### Excerpts from a dataset
══════
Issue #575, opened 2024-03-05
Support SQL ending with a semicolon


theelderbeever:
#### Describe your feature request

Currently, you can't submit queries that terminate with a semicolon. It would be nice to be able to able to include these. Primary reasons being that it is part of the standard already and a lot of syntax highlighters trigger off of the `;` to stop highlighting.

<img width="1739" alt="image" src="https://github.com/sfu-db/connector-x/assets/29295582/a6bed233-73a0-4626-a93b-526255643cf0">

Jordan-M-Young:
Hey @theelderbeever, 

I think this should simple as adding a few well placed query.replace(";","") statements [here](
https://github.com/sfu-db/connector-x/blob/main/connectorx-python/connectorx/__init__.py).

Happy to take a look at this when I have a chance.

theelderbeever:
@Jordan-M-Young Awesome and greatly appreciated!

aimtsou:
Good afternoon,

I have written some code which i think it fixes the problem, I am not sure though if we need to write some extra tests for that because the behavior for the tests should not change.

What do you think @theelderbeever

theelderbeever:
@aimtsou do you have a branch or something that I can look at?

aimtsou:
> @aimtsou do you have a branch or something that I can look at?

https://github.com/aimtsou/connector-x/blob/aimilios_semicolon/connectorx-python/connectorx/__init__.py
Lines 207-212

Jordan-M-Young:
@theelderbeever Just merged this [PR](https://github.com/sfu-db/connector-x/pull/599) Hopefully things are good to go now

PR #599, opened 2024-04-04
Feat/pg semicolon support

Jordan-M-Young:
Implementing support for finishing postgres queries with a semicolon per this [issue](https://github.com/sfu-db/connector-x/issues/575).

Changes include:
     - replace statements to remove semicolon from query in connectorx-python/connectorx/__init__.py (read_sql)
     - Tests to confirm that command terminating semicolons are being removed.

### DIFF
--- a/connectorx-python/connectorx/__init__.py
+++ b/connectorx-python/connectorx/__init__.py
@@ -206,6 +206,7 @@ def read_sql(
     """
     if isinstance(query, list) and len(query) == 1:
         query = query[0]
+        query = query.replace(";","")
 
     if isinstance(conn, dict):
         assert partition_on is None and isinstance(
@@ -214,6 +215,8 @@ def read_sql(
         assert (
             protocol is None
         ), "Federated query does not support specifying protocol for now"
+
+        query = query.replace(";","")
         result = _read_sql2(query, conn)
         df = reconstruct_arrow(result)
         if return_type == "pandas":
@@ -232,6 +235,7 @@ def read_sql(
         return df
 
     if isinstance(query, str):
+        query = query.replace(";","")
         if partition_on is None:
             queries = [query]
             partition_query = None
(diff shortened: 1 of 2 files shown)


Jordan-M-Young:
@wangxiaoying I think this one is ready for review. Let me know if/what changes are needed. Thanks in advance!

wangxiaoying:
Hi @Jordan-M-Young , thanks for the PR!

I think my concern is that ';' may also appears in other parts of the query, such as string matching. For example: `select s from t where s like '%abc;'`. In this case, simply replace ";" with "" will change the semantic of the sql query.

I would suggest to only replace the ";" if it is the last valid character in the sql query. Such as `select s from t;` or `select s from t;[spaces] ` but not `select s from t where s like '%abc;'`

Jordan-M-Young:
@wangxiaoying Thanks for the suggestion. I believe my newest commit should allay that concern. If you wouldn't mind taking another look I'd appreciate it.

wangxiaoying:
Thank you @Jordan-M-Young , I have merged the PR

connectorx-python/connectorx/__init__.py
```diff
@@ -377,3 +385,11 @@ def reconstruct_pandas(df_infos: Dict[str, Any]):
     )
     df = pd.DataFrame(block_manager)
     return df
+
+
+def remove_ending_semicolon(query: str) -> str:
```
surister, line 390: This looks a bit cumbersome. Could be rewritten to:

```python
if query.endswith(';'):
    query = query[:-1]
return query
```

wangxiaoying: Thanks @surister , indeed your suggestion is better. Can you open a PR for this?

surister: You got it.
══════
### TASK BRIEF
Taking the entries as a whole, work out how many lines contain the string "wangxiaoying". Respond with only the number.

### OUTPUT OF THE EXERCISE
5